For about a year, Chinese newspaper journalist Xu Fugang, 56, went to Housing Board estates all over Singapore to capture how most people here live, work and play, usually on his days off or weekends.
The amateur photographer and Chinese daily Lianhe Zaobao executive sub-editor, who has been fascinated by life in Singapore's public housing estates since moving here nearly 20 years ago, did that from July 2014.
The result was more than 5,000 candid shots, showing residents of different races rushing to work or school, and children at creches or playgrounds. They also include shots of Malay weddings and funeral wakes at void decks, as well as night markets and sports and cultural activities.
From these, 800 colourful photos were compiled into a 500-page book titled The HDB Lifestyle In Singapore, which Mr Xu self-published as his contribution to Singapore's Golden Jubilee last year.
"Singapore's success in public housing in the past 50 years is world-renowned, but I think how Singaporeans of different races, cultural backgrounds and religious beliefs live so harmoniously together is even more unique and that is what I want to show in my book," he said.

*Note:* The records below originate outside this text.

PR #2097, opened 2017-03-18
feat: Show compatibility errors in Disco Pane (fix #2095)

### LINKED ISSUE #2095: Show compatibility errors in Disco Pane
We don't show disabled add-on reasoning in the Disco pane; just a disabled button/switch. It wouldn't hurt to at least add a little message to it so users encountering the page know why an add-on is disabled. This came up in #2074, and while those add-ons shouldn't have been disabled, a message would have made it more obvious 😄 

There's no UX for this so I'm implementing something basic and dumb–largely this should never happen, but the message is better than no message.

tofumatt:
Working on showing errors in the disco pane; tests are failing right now and it's low-priority so just leaving here now but will revisit later.

### DIFF
--- a/src/disco/components/AddonCompatibilityError/index.js
+++ b/src/disco/components/AddonCompatibilityError/index.js
@@ -1,0 +1,68 @@
+/* eslint-disable react/no-danger */
+import React, { PropTypes } from 'react';
+import { compose } from 'redux';
+import { connect } from 'react-redux';
+
+import {
+  INCOMPATIBLE_FIREFOX_FOR_IOS,
+  INCOMPATIBLE_UNDER_MIN_VERSION,
+} from 'core/constants';
+import translate from 'core/i18n/translate';
+import { sanitizeHTML } from 'core/utils';
+
+import './style.scss';
+
+
+// Messages in the disco pane are a bit less specific as we don't care about
+// non-Firefox clients and the copy space is limited.
+export class AddonCompatibilityErrorBase extends React.Component {
+  static propTypes = {
+    i18n: PropTypes.object.isRequired,
+    minVersion: PropTypes.string.isRequired,
+    reason: PropTypes.string.isRequired,
+  }
+
+  render() {
+    const {
+      i18n,
+      minVersion,
+      reason,
+    } = this.props;
+    let message;
+
+    if (typeof reason === 'undefined') {
+      throw new Error('AddonCompatibilityError requires a "reason" prop');
+    }
+    if (typeof minVersion === 'undefined') {
+      throw new Error('minVersion is required; it cannot be undefined');
+    }
+
+    if (reason === INCOMPATIBLE_FIREFOX_FOR_IOS) {
+      message = i18n.gettext(
+        'Firefox for iOS does not currently support add-ons.');
+    } else if (reason === INCOMPATIBLE_UNDER_MIN_VERSION) {
+      message = i18n.gettext(
+        'This add-on does not support your version of Firefox.');
+    } else {
+      // Unknown reasons are fine on the Disco Pane because we don't
+      // care about non-FF clients.
+      message = i18n.gettext('This add-on does not support your browser.');
+    }
+
+    return (
+      <div
+        className="AddonCompatibilityError"
+        dangerouslySetInnerHTML={sanitizeHTML(message, ['a'])}
+      />
+    );
+  }
+}
+
+export function mapStateToProps(state) {
+  return { lang: state.api.lang };
+}
+
+export default compose(
+  connect(mapStateToProps),
+  translate({ withRef: true }),
+)(AddonCompatibilityErrorBase);
--- a/src/disco/components/AddonCompatibilityError/style.scss
+++ b/src/disco/components/AddonCompatibilityError/style.scss
@@ -1,0 +1,16 @@
+@import "~ui/css/vars";
+
+.AddonCompatibilityError {
+  background: $report-base-color;
+  font-size: 12px;
+  margin: 0;
+  padding: 5px;
+  text-align: center;
+  width: 100%;
+
+  &,
+  a,
+  a:link {
+    color: $white;
+  }
+}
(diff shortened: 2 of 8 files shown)


muffinresearch:
@tofumatt - this looks to have bit-rotted, can it be updated and completed?

muffinresearch:
sad_keanu

tofumatt:
Alright, updated and fixed everything, here are some screenshots:

### Small screen
screenshot 2017-07-08 02 45 11

### Desktop
screenshot 2017-07-08 02 44 46
screenshot 2017-07-08 02 44 48

src/disco/components/AddonCompatibilityError/style.scss
```diff
@@ -0,0 +1,16 @@
...
+  background: $report-base-color;
+  font-size: 12px;
+  margin: 0;
+  padding: 5px;
+  text-align: center;
+  width: 100%;
+
+  &,
+  a,
+  a:link {
```
muffinresearch: Any other states needed e.g: visited, hover, focus, active  etc or are the defaults ok?

src/amo/components/AddonReviewList.js
```diff
@@ -120,6 +120,7 @@ export class AddonReviewListBase extends React.Component {
           { authorName: review.userName, timestamp });
 
       const reviewBodySanitized = sanitizeHTML(nl2br(review.body), ['br']);
```
muffinresearch: Is this intermediate `const` needed?

src/disco/components/AddonCompatibilityError/index.js
```diff
@@ -0,0 +1,87 @@
...
+    let message;
+
+    if (typeof reason === 'undefined') {
+      throw new Error('AddonCompatibilityError requires a "reason" prop');
+    }
+    if (typeof minVersion === 'undefined') {
+      throw new Error('minVersion is required; it cannot be undefined');
+    }
+
+    if (reason === INCOMPATIBLE_NOT_FIREFOX) {
```
muffinresearch: Should never really happen since non non-FF browsers should ever see the disco pane.

tests/unit/disco/components/TestAddon.js
```diff
@@ -319,8 +359,9 @@ describe('<Addon />', () => {
       themeImage = findDOMNode(root).querySelector('.theme-image');
       const preventDefault = sinon.spy();
       Simulate.click(themeImage, { preventDefault });
+
       expect(preventDefault.called).toBeTruthy();
-      expect(installTheme.calledWith(themeImage, data.addon)).toBeTruthy();
+      sinon.assert.calledWith(installTheme, themeImage);
```
muffinresearch: is `data.addon` no longer passed?

muffinresearch:
This is probably a @pwalm question but I wonder if the red could be dropped back a bit? The sea of red for a non-FF browser might be a bit much.

tests/unit/disco/components/TestAddon.js
```diff
@@ -143,22 +141,31 @@ describe('<Addon />', () => {
...
+
+      expect(findDOMNode(root).querySelector('.notification.restart'))
+        .toBeFalsy();
     });
 
     it('renders the heading', () => {
       const root = renderAddon({ addon: result, ...result });
-      expect(root.heading.textContent).toContain('test-heading');
+
+      expect(findDOMNode(root).querySelector('.heading').textContent)
```
muffinresearch: Iirc `findDOMNode` was planned to be deprecated see https://github.com/yannickcr/eslint-plugin-react/blob/master/docs/rules/no-find-dom-node.md

See also https://facebook.github.io/react/docs/react-dom.html#finddomnode re: use being discouraged.

tests/unit/disco/components/TestAddonCompatibilityError.js
```diff
@@ -0,0 +1,92 @@
...
+    const link = root.find('.AddonCompatibilityError').render().find('a');
+
+    expect(link.attr('href')).toEqual('https://www.mozilla.org/es/firefox/');
+    expect(root.render().text()).toEqual(
+      'You need to download Firefox to install this add-on.');
+  });
+
+  it('renders a notice for old versions of Firefox', () => {
+    const root = render({
+      lang: 'fr',
```
muffinresearch: Seems a little odd to pass lang and then be looking for english translations.

src/amo/components/AddonReviewList.js
tofumatt: It tidies up the next lines and makes it a bit more readable. I went back and forth on it and this was the nicest version.

src/disco/components/AddonCompatibilityError/index.js
tofumatt: True, but they could hit the URL and it doesn't hurt to have nice messages. Could also happen if the UA was weird and might be useful in a bug report...

That said it increases code size. If you want, I can remove this if we care a lot less about other clients in the Disco Pane, which I guess we do.

tests/unit/disco/components/TestAddon.js
tofumatt: It is, and we'll be moving to enzyme, but I didn't want to refactor these tests at the time. I could do it now if you like but this isn't our only usage of `findDomNode` 😄

tests/unit/disco/components/TestAddonCompatibilityError.js
tofumatt: Oh that's true, I'll tweak that.

src/disco/components/AddonCompatibilityError/style.scss
tofumatt: The defaults are fine, this just keeps the colour white which it will stay for those other states too.

tests/unit/disco/components/TestAddon.js
tofumatt: This was actually a case of "how did this test ever work?" since updating the `withInstallButton` HOC. I fixed it up using enzyme... but we should definitely clean up this test suite in general...

pwalm:
The red is a bit much, isn't it. I would suggest we put that "You need to..." notification between the intro copy and the first add-on, and remove or make inactive the "Add to Firefox"/"Install Theme" buttons.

He stressed that the book is not just about buildings but also about Singaporeans, about 80 per cent of who live in HDB flats. "Nowhere in the world can you see people of different races living so well and comfortably together with all the amenities they need, such as schools, banks, shops, places of worship and even hospitals and clinics so nearby," he said.
"And there are also no racial and religious conflicts among them and security in the estates is generally good," he added.
But this is not obvious to visitors, as he discovered recently.
"A few years ago, a Chinese official told me he saw nothing special about Singapore after his short visit here, saying he saw only modern buildings, which there are plenty of back in China. Then I realised that he didn't see what I saw."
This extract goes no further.